Commercial Awareness Insight: How COVID-19 is Revolutionising the Luxury Brand Industry
With the pandemic bringing a halt to the global economy for the past few months, the retail sector has been hit extortionately. More specifically, the luxury brand industry has faced intense hardship. The mix of lockdown measures, luxury brands’ dislike for discounts and online sales, and ensuing economic downturn, luxury brands must reconsider their strategies if they are to survive. Online search interest for luxury goods has hit its lowest rates since 2017, and the S&P Global Luxury Index (consisting of 80 of the largest global publicly traded luxury companies) also hit a three-year low. This article will consider the effect of these developments, how brands have responded so far, and where to go from here.
One interesting development from the pandemic is the effect on the Chinese luxury consumer market. Chinese consumers account for 40% of revenues last year, however two-thirds of Chinese luxury purchases are made overseas. These sales were predominantly undertaken by ‘Daigou’, meaning ‘buy on behalf’. These platforms utilised Chinese people visiting or living abroad to buy luxury goods from European and American boutiques to bring home to avid buyers. However, with lockdown implemented globally and travel across countries restricted, many of these individuals were stranded, unable to complete purchases.
Whilst this is hastening rollout of luxury stores to mainland China, physical markets such as Beijing SKP, the nation’s largest luxury mall, have experienced lower rates of footfall especially of wealthier consumers due to resurgence of the virus, leading to visits being halved compared to pre-pandemic levels.
This presents luxury brands with a problem. Having been hit hard by one of the largest consumer markets of luxury brands being locked down, brands have been hoping to hit the ground running post-lockdown. However, if consumers won’t interact with stores due to fear of resurgence, or perhaps increased desire of the popular Amazon-style online ordering model which luxury brands lack, how can the luxury market rebuild?

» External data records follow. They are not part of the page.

PR #19934, opened 2021-03-15
net-im/mattermost-desktop-bin: new version

ceamac:
New version and one QA fix


net-im/mattermost-desktop-bin/mattermost-desktop-bin-4.6.2.ebuild
```diff
@@ -0,0 +1,95 @@
+# Copyright 1999-2021 Gentoo Authors
+# Distributed under the terms of the GNU General Public License v2
+
+EAPI=7
+
+MY_PN="${PN%-*}"
+
+inherit desktop eutils
```
juippis, line 8: *eutils.eclass* shouldn't be used for ebuilds anymore. I don't see any functions in this ebuild requiring it either.

net-im/mattermost-desktop-bin/mattermost-desktop-bin-4.6.2.ebuild
```diff
@@ -0,0 +1,95 @@
...
+	x11-libs/libXcursor:0
+	x11-libs/libXdamage:0
+	x11-libs/libXext:0
+	x11-libs/libXfixes:0
+	x11-libs/libXi:0
+	x11-libs/libXrandr:0
+	x11-libs/libXrender:0
+	x11-libs/libXScrnSaver:0
+	x11-libs/libXtst:0
+	x11-libs/pango:0"
```
juippis, line 53: What weird dep requirements. Is it still gtk-2?  You have a lot of slots defined on packages with no other slots even available. This could use some serious cleaning.

net-im/mattermost-desktop-bin/mattermost-desktop-bin-4.6.2.ebuild
```diff
@@ -0,0 +1,95 @@
...
+	opt/mattermost-desktop/libffmpeg.so
+	opt/mattermost-desktop/libGLESv2.so
+	opt/mattermost-desktop/libEGL.so
+"
+
+DOCS=(
+	NOTICE.txt
+	LICENSES.chromium.html
+	LICENSE.txt
+	LICENSE.electron.txt
```
juippis, line 67: We don't install license files, as they'd be duplicated. But do check the correct `LICENSE` string for this package, then.

net-im/mattermost-desktop-bin/mattermost-desktop-bin-4.6.2.ebuild
```diff
@@ -0,0 +1,95 @@
...
+	README.md
+)
+
+src_unpack() {
+	unpack ${A}
+	use amd64 && mv "${WORKDIR}/mattermost-desktop-${PV}-linux-x64" "${S}"
+	use x86 && mv "${WORKDIR}/mattermost-desktop-${PV}-linux-ia32" "${S}"
+}
```
juippis, line 75: You can do this in `src_install` without having to define `src_unpack` at all. Also please open up the if-statements and add `|| die` after `mv` command. Although in `src_install` it'd be `cd`.

net-im/mattermost-desktop-bin/mattermost-desktop-bin-4.6.2.ebuild
```diff
@@ -0,0 +1,95 @@
...
+
+	insinto "/opt/${MY_PN}/resources"
+	doins resources/*.asar
+
+	insinto "/opt/${MY_PN}"
+	doins *.pak *.bin *.dat
+	exeinto "/opt/${MY_PN}"
+	doexe *.so "${MY_PN}"
+
+	dosym "../..//opt/${MY_PN}/${MY_PN}" "/usr/bin/${MY_PN}"
```
juippis, line 89: You can also use *eapi8-dosym.eclass* if that's easier.

net-im/mattermost-desktop-bin/mattermost-desktop-bin-4.6.2.ebuild
ceamac: This is a binary package.  I tried to obtain a new dependency list with ldd and equery and I've got an even bigger one, but with gtk3.  I'm not happy with it, so I'll leave it alone until I have more time to clean it.

thesamesam: You should use lddtree or similar, not ldd, because ldd includes transitive dependencies (not direct ones).

net-im/mattermost-desktop-bin/mattermost-desktop-bin-4.6.2.ebuild
ceamac: Doesn't work:
```
 * ERROR: net-im/mattermost-desktop-bin-4.6.2::gentoo failed (prepare phase):
 *   The source directory '/mnt/tmp/portage/net-im/mattermost-desktop-bin-4.6.2/work/mattermost-desktop-bin-4.6.2' doesn't exist
```
But I can set `S` to the desired value instead of renaming the directory.

I could do this in `pkg_setup` instead of `src_unpack`, but I see `pkg_setup` doesn't have sandbox, so I'll avoid it

net-im/mattermost-desktop-bin/mattermost-desktop-bin-4.6.2.ebuild
ceamac: Much better, thanks

net-im/mattermost-desktop-bin/mattermost-desktop-bin-4.6.2.ebuild
juippis: `S="${WORKDIR}"`.

ceamac: I set `S` to `WORKDIR` at global scope, then change it again in *src_install*.  Also `cd` into it.  I do not know if this is acceptable, just wanted to make sure anything still using `S` uses the correct value.

net-im/mattermost-desktop-bin/mattermost-desktop-bin-4.6.2.ebuild
```diff
@@ -0,0 +1,75 @@
...
+S="${WORKDIR}"
+
+src_install() {
+	# adjust `S` based on architecture
+	if use amd64; then
+		S="${WORKDIR}/mattermost-desktop-${PV}-linux-x64"
+	elif use x86; then
+		S="${WORKDIR}/mattermost-desktop-${PV}-linux-ia32"
+	fi
+	cd "${S}" || die
```
juippis, line 56: No you can't change `S` in a local phase, but what you can do and what I was after, is `cd` to proper directory based on the `if-else`.

ceamac: Done it, will force push the commit.

juippis (approved):
Thanks! Sorry about the nitpicks, but it's perfect now!

PR #19935, opened 2021-03-15
app-cdr/dvd+rw-tools: fix bugs

ceamac:
Fix problems compiling with clang.  Bump to EAPI 7.

Also, seems not maintained upstream.

### DIFF
--- a/app-cdr/dvd+rw-tools/dvd+rw-tools-7.1-r4.ebuild
+++ b/app-cdr/dvd+rw-tools/dvd+rw-tools-7.1-r4.ebuild
@@ -1,0 +1,58 @@
+# Copyright 1999-2021 Gentoo Authors
+# Distributed under the terms of the GNU General Public License v2
+
+EAPI=7
+inherit toolchain-funcs
+
+DESCRIPTION="A set of tools for DVD+RW/-RW drives"
+HOMEPAGE="http://fy.chalmers.se/~appro/linux/DVD+RW/"
+SRC_URI="http://fy.chalmers.se/~appro/linux/DVD+RW/tools/${P}.tar.gz"
+
+LICENSE="GPL-2"
+SLOT="0"
+KEYWORDS="~alpha ~amd64 ~arm ~arm64 ~hppa ~ia64 ~ppc ~ppc64 ~sparc ~x86 ~amd64-linux ~x86-linux"
+IUSE=""
+
+RDEPEND="app-cdr/cdrtools"
+DEPEND="${RDEPEND}
+	sys-devel/m4"
+
+PATCHES=(
+	"${FILESDIR}"/${PN}-7.0-sysmacros.patch
+	"${FILESDIR}"/${PN}-7.0-wctomb-r1.patch
+	"${FILESDIR}"/${PN}-7.0-glibc2.6.90.patch
+	"${FILESDIR}"/${PN}-7.0-dvddl-r1.patch
+	"${FILESDIR}"/${PN}-7.0-wexit.patch
+	"${FILESDIR}"/${PN}-7.0-reload.patch
+	"${FILESDIR}"/${PN}-7.1-noevent.patch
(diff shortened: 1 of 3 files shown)


app-cdr/dvd+rw-tools/dvd+rw-tools-7.1-r3.ebuild
```diff
@@ -1,7 +1,7 @@
-# Copyright 1999-2020 Gentoo Authors
+# Copyright 1999-2021 Gentoo Authors
 # Distributed under the terms of the GNU General Public License v2
 
-EAPI=6
+EAPI=7
```
juippis, line 4: This requires a revbump and with that, resetting KEYWORDS.

app-cdr/dvd+rw-tools/dvd+rw-tools-7.1-r3.ebuild
```diff
@@ -28,8 +28,11 @@ PATCHES=(
 	"${FILESDIR}"/${PN}-7.1-lastshort.patch
 	"${FILESDIR}"/${PN}-7.1-bluray_srm+pow.patch
 	"${FILESDIR}"/${PN}-7.1-bluray_pow_freespace.patch
+	"${FILESDIR}"/${PN}-7.1-clang.patch
 )
 
+DOCS=( index.html )
```
juippis, line 34: Are there no other docs included? Wouldn't this be better to be installed as `HTML_DOCS`?

app-cdr/dvd+rw-tools/files/dvd+rw-tools-7.1-clang.patch
```diff
@@ -0,0 +1,71 @@
+--- a/dvd+rw-booktype.cpp	2006-06-24 12:21:48.000000000 +0300
++++ b/dvd+rw-booktype.cpp	2021-03-14 10:16:02.533741829 +0200
```
juippis, line 2: Did you find this somewhere? We prefer to keep headers in patch files for traceability.

ceamac: No, I tried to compile it with clang and fixed the bugs.  There is a patch attached to one of the bugs, but it is not complete for clang 11.

app-cdr/dvd+rw-tools/dvd+rw-tools-7.1-r3.ebuild
ceamac: This is the only doc.  And it's a text file, not html.  Just has a weird name

ceamac:
I added 7.1-r4 and set all keywords to unstable.  Please review

app-cdr/dvd+rw-tools/dvd+rw-tools-7.1-r4.ebuild
```diff
@@ -0,0 +1,58 @@
...
+	"${FILESDIR}"/${PN}-7.1-bluray_pow_freespace.patch
+	"${FILESDIR}"/${PN}-7.1-clang.patch
+)
+
+# this is a text file, not html
+DOCS=( index.html )
+
+src_prepare() {
+	# Linux compiler flags only include -O2 and are incremental.
+	sed -i '/FLAGS/s:-O2::' Makefile.m4 || die "failed to sed out FLAGS"
```
juippis, line 39: This delimiter has a tendency of breaking gcc, 
https://bugs.gentoo.org/685160

will fix it but just FYI.

juippis (approved):

app-cdr/dvd+rw-tools/dvd+rw-tools-7.1-r4.ebuild
juippis: Wait, there's nothing wrong with it. Sorry...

Technology seems to be the answer. China’s ‘live commerce’ boom has led to gross merchandise value more than tripling between 2018-2019, compared to China retail sales facing their slowest growth in thirty years, at 8% over the same period. Livestreaming allows brands to reach a wider range of audiences, not relying on geography but on connectivity. Zhu Liang, owner of Yanzu Culture (a digital marketing agency) explains the effectiveness of livestream advertisement: “a 30-second TV commercial or a full-page magazine advertisement isn't enough to tell you how the brand becomes what it is, a 30-minute live broadcast serves the purpose". There is something human about livestream advertisement which isn’t present in commercials; the ability to interact with the seller (theoretically) can improve sales.
Looking at statistics, this seems to be an effective sales method: 73% of China’s active livestream sales are to 20 to 40-year-olds, who accounted for 78% of luxury sales in 2018. Recently, luxury brand Tiffany requested for an online influencer to promote a $3,500 diamond necklace on her livestream – whilst this may sound strange at first, between this and two other livestreams, 300 Tiffany necklaces were sold in a broadcast viewed by 5000 people. Jo Sun, a Shanghai-based influencer, sells around 70 to 80 items worth RMB1m (equivalent to USD142,639,000) over three hours; compared to a top-performing luxury store in Shanghai, which can manage around RMB500k-700k (equivalent to USD71,355-99,897) in sales in a day, there seems to be an obvious advantage of virtual selling. Other brands have begun to follow: Louis Vuitton, Givenchy, and Chloe have subsequently been utilising livestreams in China, whilst virtual and AI-driven fashion shows have been circulating social media over lockdown.
However, this technology-driven, down-to-earth approach runs directly against the ethos of many luxury brands, who strive for exclusivity, and prestige which online sales can’t provide. YSL marketing management has proclaimed this explicitly: "We would rather lose money than cut prices to boost sales, discounts are detrimental to a brand's reputation". Alongside this, use of influencers creates difficulties in control customer data and may bring issues where unprofessionalism is found in livestreams. Whilst these concerns are real and potentially deal-breaking for luxury brands, it has been seen that many have allowed flexibility in the face of a pandemic.
Alongside this, COVID-19 has created a significant awareness in consumers of humanity and ethics. There is a greater need for brands to show their people as their priority, for example looking after their employees and customers. In March 2020, Hermes Group responded to this, announcing that it’ll maintain the basic salary of all employees globally. Alongside this, Gucci launched #GucciCommunity, an initiative "helping health services with equipment and powering the scientists who are working on vaccines and treatments", making two separate 1 million-euro donations to crowdfunding campaigns.
For the future, it seems that digital shopping will be more widely embraced, bringing hyper-personalised services and ever-more innovative forms of advertisement. Can the luxury brand industry resort back to pre-pandemic strategies in the following months, or will these digital forms of sales be utilised further?